Introducing flexibility and sophistication into architectural control mechanisms is only part of the solution to accommodating software diversity on future CMP platforms. In addition to efficient resource management, future CMP systems will also need to exhibit flexibility in their execution substrates. One essential capability that is absent from existing CMP architectures in this regard is to accommodate software at different stages of parallelization, by allowing the granularity of the architecture to be changed at runtime.
Core Fusion
In the short term, on-chip integration of a modest number of cores may yield high utilization on CMPs when running multiple sequential applications. In that case, sequential programs will still favor relatively large cores that can extract high levels of ILP. However, although sequential codes are likely to remain important, they alone are not sufficient to sustain long-term performance scalability. Consequently, harnessing the full potential of CMPs in the long term also necessitates the adoption of parallel programming to build future applications. As CMPs become ubiquitous, we envision a dynamic and diverse landscape of software products of very different characteristics and in different stages of development: from purely sequential, to highly parallel, and everything in between. The conflicting demands of this software diversity (in terms of core count and per-core performance), compounded by the need to support multiple such applications in a multiprogrammed environment, requires a level of flexibility that is hard to come by today in the research literature, much less in the market.
In [ISCA'07], we investigate a novel reconfigurable hardware mechanism that we call core fusion. It is an architectural technique that empowers groups of relatively simple and fundamentally independent CMP cores with the ability to "fuse" into one large CPU on demand. The goal is to "synthesize" dynamically the right CMP architecture based on software needs at each point in time. We envision a core fusion CMP as a homogeneous substrate with conventional memory coherence/consistency support, where groups of up to four adjacent cores and their i- and d-caches can be fused at run-time into CPUs that have up to four times the fetch, issue, and commit width, and up to four times the i-cache, d-cache, branch predictor, and BTB size. Core fusion gracefully accommodates software diversity and incremental parallelization in CMPs. It provides a single execution model across all configurations, requires no additional programming effort or specialized compiler support, maintains ISA compatibility, and leverages mature micro-architecture technology.
Dynamic Core Coupling
Dynamic reconfiguration of the execution substrate can also play an important role in designing resilient CMP architectures that can adapt and reconfigure around hardware failures. Aggressive CMOS scaling will make future chip multiprocessors increasingly susceptible to transient faults, hard errors, manufacturing defects, and process variations. Existing CMP proposals that implement dual modular redundancy (DMR) do so by statically binding pairs of adjacent cores via dedicated communication channels and buffers. This can result in unnecessary performance degradations when one core is defective (in which case its DMR pair must be disabled), or in performance/power losses when the DMR pair exhibits frequency/leakage variations. Static binding also puts additional pressure on thermal management, since DMR pairs running code with similar thermal characteristics are necessarily placed next to each other.
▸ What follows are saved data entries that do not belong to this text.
PR #1085, opened 2024-02-26
per-deployment chain-ids + auto switch metamask to correct chain id

chrisfarms:
### what

- include network id,endpoint,name in config.json
- dynamically generate unique chain-id based on namespace for each deployed network
- automatically add/switch metamask to the configured endpoint when you select "metamask"

Screenshot 2024-02-27 at 09 08 50

### why

to make it easier to play with things like Items as ERC1155 tokens where you would need to connect to the correct network endpoint to interact

we cannot add different network endpoints to metamask without also using different chain ids ... so need to spin up the networks with different chain id and then pass this configuration into the app so that it can tell metamask the correct endpoint + chain id

### related

* resolves: #1062 

### issues

* if the switch fails, we just mark the attempt as failed and never try again ... otherwise we can get stuck in a loop of attempting.... it might be better to present a "switch network" button, but that will mean changing the UI a fair bit more
* it will only ever prompt to switch when you click "metamask" in the connect dialog ... it doesn't detect if you have manually switched networks after than point ... so it's still easy for it to get out of sync
* we could/should support switching walletconnect wallets too, but the focus here has been on metamask and demoing ERC1155 tokens in metamask so this is out of scope for now

### before merge

check that it correctly adds/switches when running...

* [x] via make dev
* [x] via compose up
* [x] via a deployed hexwoodN instance (switching works but because history is pruned metamask things like ERC1155 tokens don't work)

### when testing...

the game tries to cache your account so that you don't have to sign in all the time ... this means you will likely need to "disconnect" and refresh before you get prompted to add or switch network

### DIFF
--- a/.devstartup.js
+++ b/.devstartup.js
@@ -42,7 +42,7 @@ async function handleStartup(){
     const commands = [
         {
             name: 'networks',
-            command: "anvil -m 'thunder road vendor cradle rigid subway isolate ridge feel illegal whale lens' --block-time 2 --block-base-fee-per-gas 1 --transaction-block-keeper 250",
+            command: "anvil --chain-id 22300 -m 'thunder road vendor cradle rigid subway isolate ridge feel illegal whale lens' --block-time 2 --block-base-fee-per-gas 1 --transaction-block-keeper 250",
             prefixColor: 'black',
         },
 
--- a/chart/templates/app.yaml
+++ b/chart/templates/app.yaml
@@ -3,6 +3,9 @@ gameID: {{ $.Values.frontend.gameAddress | quote}}
 build: {{ $.Values.version | quote }}
 wsEndpoint: "wss://services-{{ $.Release.Namespace }}.{{ $.Values.cluster.domain }}/query"
 httpEndpoint: "https://services-{{ $.Release.Namespace }}.{{ $.Values.cluster.domain }}/query"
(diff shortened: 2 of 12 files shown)


.devstartup.js
```diff
@@ -42,7 +42,7 @@ async function handleStartup(){
     const commands = [
         {
             name: 'networks',
-            command: "anvil -m 'thunder road vendor cradle rigid subway isolate ridge feel illegal whale lens' --block-time 2 --block-base-fee-per-gas 1 --transaction-block-keeper 250",
+            command: "anvil --chain-id 22300 -m 'thunder road vendor cradle rigid subway isolate ridge feel illegal whale lens' --block-time 2 --block-base-fee-per-gas 1 --transaction-block-keeper 250",
```
5p0rt5BEArD, line 45: How do you choose the chain number?
Do you check https://chainid.network/?

5p0rt5BEArD (approved):
Code all looks very neat
Tested locally and on the hexwood1 deploy and metamask successfully added network (chainids 22300 and 22301,named hexwoodlocal and hexwood1) and switched to the network
Limitations explained in pr description make sense and I agree are not priorities to try and improve

gold star ⭐

.devstartup.js
chrisfarms: > How do you choose the chain number?

arbitrarily .... 😅 

....but yeah I checked to make sure nothing popular is out there yet using the 22300 - 22316 range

In [DSN'07], we describe dynamic core coupling (DCC), an architectural technique that allows arbitrary CMP cores to verify each other’s execution while requiring no static core binding at design time or dedicated communication hardware. This results in hardware that degrades half as fast as mechanisms that rely on static binding, and provides support for on-demand triple modular redundancy (TMR) to overcome hard faults. It also allows for more flexible management of thermal density and variation-induced hardware inefficiencies.